I hate it. I hate how soft her voice was. I hate how sweet it sounded. I hate that I am slowly falling into her charms again.

"Why did you locked me up here?" I started to gain confident to finally speak for the first time.

She sighed then placed the spoon back to the plate.

"Let's talk about it later, please eat while the food is still hot"

I gave in.

I thought that if I want to escape, then I'll be needing a lot of energy.

She did not put poison in this food right?

"Don't worry I did not put anything in there. I won't kill you darling" she laughed then smiled softly.

Is she a mind reader? And what's with the endearment? Is she trying to give me a heart attack?

After contemplating whether to eat or not. I decided that after all I'll still die anyway.

And what's bad in dying anyways? At least I got to hear her calling me darling before I die. I can finally rest in peace.

Whipped ass bitch.

Shut up! Is it bad to be selfish just for once?

This is suicide, what are you saying?

I opened my mouth the moment she brought the spoon near me. She smiled in satisfactory showing those adorable teeth.

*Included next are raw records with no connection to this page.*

PR #10039, opened 2026-07-22
security(agents): reject unknown write-path fields + block agent self-PATCH of governance fields (LOOA-364/161)

nguyenm7:
## Thinking Path

> - The control plane exposes agent write paths (`PATCH /api/agents/:id`, agent create, agent hire) that boards and agents call to manage agent records.
> - Two gaps existed on those paths: the validator silently stripped unknown body fields and returned 200 without writing them, and an agent could patch its own governance fields (budget, spend, status, reporting line) with its own key.
> - Silent stripping makes a caller believe a write succeeded when nothing happened. Self-service governance writes let an agent raise its own budget or reset its own spend.
> - This pull request makes the write-path schemas strict so unknown fields return a 400 that names the field, and adds a guard that rejects agent-authenticated writes to governance fields with 403.
> - The benefit is that agent write paths fail loudly on bad input and governance fields stay under board control.

No public GitHub issue exists for these. Bug shape described inline below.

**What happened?**

`PATCH /api/agents/:id` (and the create/hire routes) returned 200 for any unknown body key and wrote nothing: `validate()` ran `schema.parse()` with zod's default strip mode, so an unrecognized key was removed before the route saw it. A caller setting `description` (not a real field — the seat lives in `title`) got a success response and no write, which reads as "the field exists and I set it". Separately, an agent using its own API key could raise its own `budgetMonthlyCents`, zero its `spentMonthlyCents`, flip its `status`, or re-parent itself via `reportsTo` through `PATCH /api/agents/:id`: these are not profile-change-consent fields, so they bypassed the change-consent gate and rode the `allow_self` grant on `agent_config:update` straight to a write.

**Expected behavior**

Unknown fields on agent write paths return a 400 that names the offending field and lists the accepted fields. Agent-authenticated patches that touch the four governance fields return 403 before patch processing. Board-authenticated requests are unaffected.

**Steps to reproduce**

1. Send `PATCH /api/agents/:id` with body `{"description": "x"}` using any valid credential. Before this change the API returns 200 and writes nothing.
2. Send `PATCH /api/agents/:id` for the agent's own id with body `{"budgetMonthlyCents": 999999}`, authenticated with that agent's own API key. Before this change the write succeeds.

Both gaps re-verified as still open on `master` when this change was authored, and the branch was rebased onto current `master` before this revision.

## What Changed

- `validate()` now surfaces a strict schema's `unrecognized_keys` issue as a **400** that names the offending field and lists accepted fields, deferring to standard ZodError rendering when the body also trips a substantive rule.
- `createAgentSchema` is now `.strict()`, which carries through the `.omit()`/`.partial()`/`.extend()` chains to the hire and update schemas.
- `assertNoAgentGovernanceFieldMutation` rejects agent-authenticated patches touching `budgetMonthlyCents`, `spentMonthlyCents`, `status`, or `reportsTo` with **403** before patch processing. `role` is intentionally not in this set — the change-consent path already gates it, and blocking it here would break that legitimate flow.

## Verification

- `agent-permissions-routes.test.ts` gains 4 unknown-field cases and 5 governance-field cases (4 governance fields × block, plus a board-allowed guard). All encode the vulnerability: they fail against the previous code and pass with this change.
- No regression across 11 agent create/hire/update suites (144 tests) from the newly-strict schema; shared + server typecheck clean.
- The `company-branding` route was checked and is unaffected (it uses inline `.parse()`, not the `validate()` middleware).
- This revision is a rebase of the reviewed change onto current `master` (no textual conflicts); the full CI matrix revalidates on this head.

## Risks

- Low. Clients that previously sent junk fields and relied on silent stripping now receive a 400 naming the field — that failure is the fix working as intended.
- Board-authenticated governance writes are unchanged. No schema or migration changes.

## Model Used

- Original change: Claude (Anthropic), Opus 4-class model, via the Claude Code agent runtime with extended thinking and tool use (code editing + local test execution).
- Rebase refresh and PR body rework: Claude Fable 5 (`claude-fable-5`), extended thinking, agentic tool use.

## Checklist

- [x] I have searched GitHub for duplicate or related PRs and confirmed this is not a duplicate (companion security PR: #10038)

### DIFF
--- a/packages/shared/src/validators/agent.ts
+++ b/packages/shared/src/validators/agent.ts
@@ -84,7 +84,9 @@ export const createAgentSchema = z.object({
   budgetMonthlyCents: z.number().int().nonnegative().optional().default(0),
   permissions: agentPermissionsSchema.optional(),
   metadata: z.record(z.string(), z.unknown()).optional().nullable(),
-});
+  // Strict, so an unknown key is a 400 rather than a silent strip. `.strict()` carries through the
+  // `.extend()`/`.omit()`/`.partial()` chains below, so the hire and update schemas inherit it.
+}).strict();
 
 export type CreateAgent = z.infer<typeof createAgentSchema>;
 
--- a/server/src/__tests__/agent-permissions-routes.test.ts
+++ b/server/src/__tests__/agent-permissions-routes.test.ts
@@ -958,6 +958,136 @@ describe.sequential("agent permission routes", () => {
     expect(mockAgentService.list).not.toHaveBeenCalled();
   });
 
+  it("rejects an unknown body field on agent update instead of silently dropping it (LOOA-364)", async () => {
+    const app = await createApp({
+      type: "board",
+      userId: "board-user",
+      source: "local_implicit",
+      isInstanceAdmin: true,
+      companyIds: [companyId],
+    });
+
+    const res = await requestApp(app, (baseUrl) => request(baseUrl)
+      .patch(`/api/agents/${agentId}`)
+      .send({ description: "Social Editor" }));
+
+    expect(res.status, JSON.stringify(res.body)).toBe(400);
+    expect(res.body.error).toContain("description");
+    expect(res.body.details.unknownFields).toEqual(["description"]);
+    expect(mockAgentService.update).not.toHaveBeenCalled();
+  });
+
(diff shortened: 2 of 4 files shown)


nguyenm7:
@greptileai review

If we're not in this kind of situation right now, I might tease her. She looks so cute with those squishy cheeks and tantalizing eyes.

Hmm! It tastes good. How long does it take before the poison takes effect?

She watch me with adoration as I chew on the food. Why is she like this? I think this is gonna be the cause of my death not the poison.

I am kind of impressed that she managed to cook a food that is edible. I remember she almost burned her condo when she tried cooking before.

But now, she can actually cook real food and the taste got better too. I refuse to believe that she is the same person that I know of.

That person is clumsy and is even scared of a little bug. She can never do this.

She would never do this. My bunny would never do this.